MTI Instruments outlines how to use vibration and trim analysis to ensure durability, safety.
Throughout the aviation industry, jet engine vibration is an everyday concern. Maintenance, repair, and overhaul (MRO) crews worldwide are tasked with monitoring engine vibration to ensure flight safety and efficient service.
Overall gas turbine engine vibration, however, is the summation of contributions from various moving parts within the engine. To correlate vibration magnitude with specific engine components, maintenance engineers rely on vibration analysis and trim balancing tools.
Vibration analysis detects discrepancies in rotational machine dynamics while trim balancing is used to reduce vibration amplitudes of gas turbine shafts. Together, they help engineers ascertain and correct individual sources of vibration within an engine.
Vibration analysis, balancing
A modern turbine engine will typically contain two or three concentric shafts with compressors, fans, and turbines. These shafts – referred to as spools – are aerodynamically coupled, so each spool turns at a rate variable to its fellow spool. Consequently, each spool contains a speed pickup or tachometer so rotational velocity and the spool rotational angle can be known.
In addition, vibration sensors are affixed to one or more positions on the engine case, measuring the magnitude of physical shaking. These built-in tachometer and vibration sensors are intended to provide a means for measuring speed and vibration as the engine operates. Reliable signal detection, however, is no trivial task as the signals are extremely noisy. Complicating matters further, different engines feature different signal types.
The PBS-4100 turbine vibration analyzer/balancing system gives users the ability to check the engine’s vibration amplitude and balance that engine if necessary. It does this with a series of on-board digitizers designed to measure each spool’s rotational speed and magnitude of vibration. Embedded logic assesses each engine spool’s 12 o’clock position to understand where an imbalance might be located.
A series of configurable tracking filters correlates vibration to the spools. These specialized computer algorithms measure the rotational speed of a given spool and then filter the vibration content outside a narrow band of interest. The narrow band of interest is the characteristic frequency of vibration around each spool’s rotational speed.
By using the tracking filter for each speed, the contribution of vibration of each spool can be separated. As vibration varies with engine speed, measurement data is stored and presented in vibration-versus-speed trend plots.
In testing an engine, the operator will execute a vibration survey on the turbine engine – a slow cycling of engine speed from idle to maximum, then back down to idle again. As this occurs, the vibration analyzer will measure the vibration contribution from each of the spools and chart its findings on a series of plots. The overall vibration is also plotted.
The operator is warned if pre-defined limits of vibration are exceeded. By the end of the survey, the vibration profile is summarized for comparison against original equipment manufacturer (OEM) recommendations. If the vibration of any given spool exceeds an allowable limit, it is possible to add offset weights to bring the spool into balance, similar to the addition of lead weights by an auto mechanic onto an imbalanced tire.

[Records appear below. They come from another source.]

PR #7890, opened 2022-05-09
Remove ingress checker module

jasonBirchall:
Overview
---

We've migrated so we don't need to confirm users have updated their ingress resources. This code can live forever in the ether of GitHub's archive.


pwyborn (approved):

jasonBirchall:
Tests fail that actually have nothing to do with this PR. Closing this issue until we can resolve.

PR #7936, opened 2022-05-13
WFP-1051 added hmpps workload queue

carlov20:


jasonBirchall:
Hi @carlov20 - I can see you have made a number of amendments to this namespace. Is it worth having you added to the `dps-tech` GitHub team (I can't do this, BTW ;)). Perhaps add a team you are to the namespace and have it approved by the `dps-tech` team?

carlov20:
I've requested a review from the `probation-integration` team as my team has discussed the change with them before so they are the most appropriate to review.

While I have made a number of amendments in the namespace the team I'm part of doesn't own this domain, we are just heavy users of offender events

mxco86 (approved):
👍

razvan-moj (approved):

PR #8014, opened 2022-06-07
Add SED Restricted Team to RBAC for SOC

alex-hedley:
Add Secure Estate Digital Team Restricted Team (SED) to RBAC for SOC PreProd


petergphillips (approved):
LGTM

PR #8057, opened 2022-06-14
Alert if slow responses rate spikes up

sldblog:
To alert on spikes like this:

image


sldblog:
[Need alerting on an increased volume of slow responses](https://trello.com/c/WrAvDuBS/401-need-alerting-on-an-increased-volume-of-slow-responses)

PR #8175, opened 2022-07-01
Set up 5xx error alerts for prod and nonprod

jackmaloney:


razvan-moj (approved):

razvan-moj (approved):

razvan-moj (changes requested):
namespace: make-recall-decision-preprod
 is not the current namespace, this will not work

razvan-moj (approved):

PR #8177, opened 2022-07-01
Add offender-management-test environment for Manage POM Cases

ayqazi:
## Purpose

This is the first PR for a new environment is to allow us to test WIP code on branches using the same synthetic data as our staging environment. This allows us to test WIP code with richer data than is available on our local machines without requiring security clearance to use live data.


namespaces/live.cloud-platform.service.justice.gov.uk/offender-management-test/00-namespace.yaml
```diff
@@ -0,0 +1,13 @@
+apiVersion: v1
+kind: Namespace
+metadata:
+  name: offender-management-test
+  labels:
+    cloud-platform.justice.gov.uk/is-production: "true"
```
jackstockley89, line 6: could this please be changed to 
`cloud-platform.justice.gov.uk/is-production: "false"`

namespaces/live.cloud-platform.service.justice.gov.uk/offender-management-test/resources/variables.tf
```diff
@@ -0,0 +1,19 @@
+variable "environment-name" {
+  default = "test"
+}
+
+variable "team_name" {
+  default = "offender-management"
+}
+
+variable "is-production" {
```
jackstockley89, line 9: could this please be changed to 
`variable "is_production" {
  default = "false"
}`

namespaces/live.cloud-platform.service.justice.gov.uk/offender-management-test/00-namespace.yaml
ayqazi: addressed

jackstockley89 (approved):
LGTM

ayqazi:
Converting to draft for 2 reasons:

1) I have to ensure the service is hooked up to the right domain. It's not a standard hosting so I can't just look at the docs
2) It has to connect to the staging DB - the current IaC creates its own DB

PR #8227, opened 2022-07-14
INC-479: create queue in preprod for incentives api to subscribe to prisoner domain events

neilmendum:
https://dsdmoj.atlassian.net/browse/INC-479


sj-williams (approved):
Great, approved.

PR #8283, opened 2022-07-25
Prisoner content hub - prod - create skip file for RDS upgrade

leonk:
Create a skip file so that we can apply changes from https://github.com/ministryofjustice/cloud-platform-environments/pull/8282


pwyborn (approved):

leonk:
Not required.

PR #8391, opened 2022-08-17
Tagging resources for Read Only access to the AWS Console

mattempty:
Adding default tag globally as per documentation. THis will allow read only access to the AWS console for resources in this namespace.


mattempty:
Needs fixing errors raised.

PR #8543, opened 2022-09-01
Adding new prisoner-content-hub-db-backups namespace.

leonk:
This adds a new namespace `prisoner-content-hub-db-backups`.  This will contain an s3 bucket to store database backups of the `prisoner-content-hub-production` database.  (There will be no other services running in this namespace).
Backups will be created using a cronjob, in `.sql` format.

**Why not use the `prisoner-content-hub-production` namespace?**
The reason for using a separate namespace, is that we want dev and staging to also be able to connect to the s3 bucket, in order to run automated database refresh jobs, syncing the db with production.  
If we placed the s3 bucket in production, we would have to expose the creds for this onto non-prod environments.  Having a separate namespace is much cleaner.

Note that there is no sensitive prisoner data in this application, just content added in Drupal.

**Whatabout RDS snapshots?**
We are aware that we have RDS snapshots enabled by default, so we already have backups there.
However, we would be unable to automatically restore the db between environments from an RDS snapshot.
We also would benefit from a secondary backup option, that stores backups in a format that is easier to inspect and restore from.

### DIFF
--- a/namespaces/live.cloud-platform.service.justice.gov.uk/prisoner-content-hub-db-backups/resources/s3.tf
+++ b/namespaces/live.cloud-platform.service.justice.gov.uk/prisoner-content-hub-db-backups/resources/s3.tf
@@ -31,7 +31,7 @@ module "db_backups_storage" {
   ]
 }
 
-resource "kubernetes_secret" "db_backups_secret" {
+resource "kubernetes_secret" "db_backups_s3_production" {
   metadata {
     name      = "db-backups-s3"
     namespace = prisoner-content-hub-production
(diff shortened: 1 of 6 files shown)


namespaces/live.cloud-platform.service.justice.gov.uk/prisoner-content-hub-db-backups/resources/s3.tf
```diff
@@ -0,0 +1,75 @@
...
+    namespace = "prisoner-content-hub-development"
+  }
+
+  data = {
+    access_key_id     = module.db_backups_storage.access_key_id
+    secret_access_key = module.db_backups_storage.secret_access_key
+    bucket_arn        = module.db_backups_storage.bucket_arn
+    bucket_name       = module.db_backups_storage.bucket_name
+  }
+}
```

Because the vibration magnitude and the angular position are known on the spool, a solution may be calculated with a variety of techniques using the algorithms within the vibration analyzer. Such a solution would add one or more precisely defined weights onto designated locations/angular positions on the spool.
For some aircraft engine MRO situations, vibration data and balancing are not necessary; only the tachometer signal conditioning function is needed. Therefore, a signal conditioning unit fills the bill. The TSC-4800A uses the same tachometer conditioning technology in the PBS-4100, and can accommodate all types of engine speed signals.
With the signal conditioning unit, users can test engines with a long-tooth or short-tooth embedded N1 signal; engines with older high-voltage tachometer generators; or engines with offset tooth design.The signal conditioning unit can be configured to condition as many as three individual speed signals. Channels A, B, and C can be assigned to a different engine speed signal, and each channel can be individually controlled and programmed to condition different speed signals. Because many engines have primary and secondary speed signals, the signal conditioning unit also offers multiple input sources for each channel.
Early analysis of turbine vibration can identify problems quickly, saving the time and cost of engine removal. Implementing such troubleshooting techniques, however, can prove difficult. Mechanical constraints under the engine cowls and the complex design of aircraft wiring harnesses can make the installation of accelerometers, charge amplifiers, and cables a time consuming and error-prone task.
A portable vibration analysis and engine trim balance instrument, such as MTI’s PBS-4100+, connects directly to the engine’s built-in sensors to read necessary signals. Coupled with aircraft-specific accessory kits, the unit simplifies jet engine balancing and vibration testing.
As with the larger test cell version, the portable instrument employs a series of on-board digitizers and configurable tracking filters. With these, the operator executes a vibration survey on the turbine engine. The survey is a slow cycling of engine speed from idle to maximum, then back down to idle again. As this occurs, the unit measures the vibration from each spool and plots its findings, including overall vibration.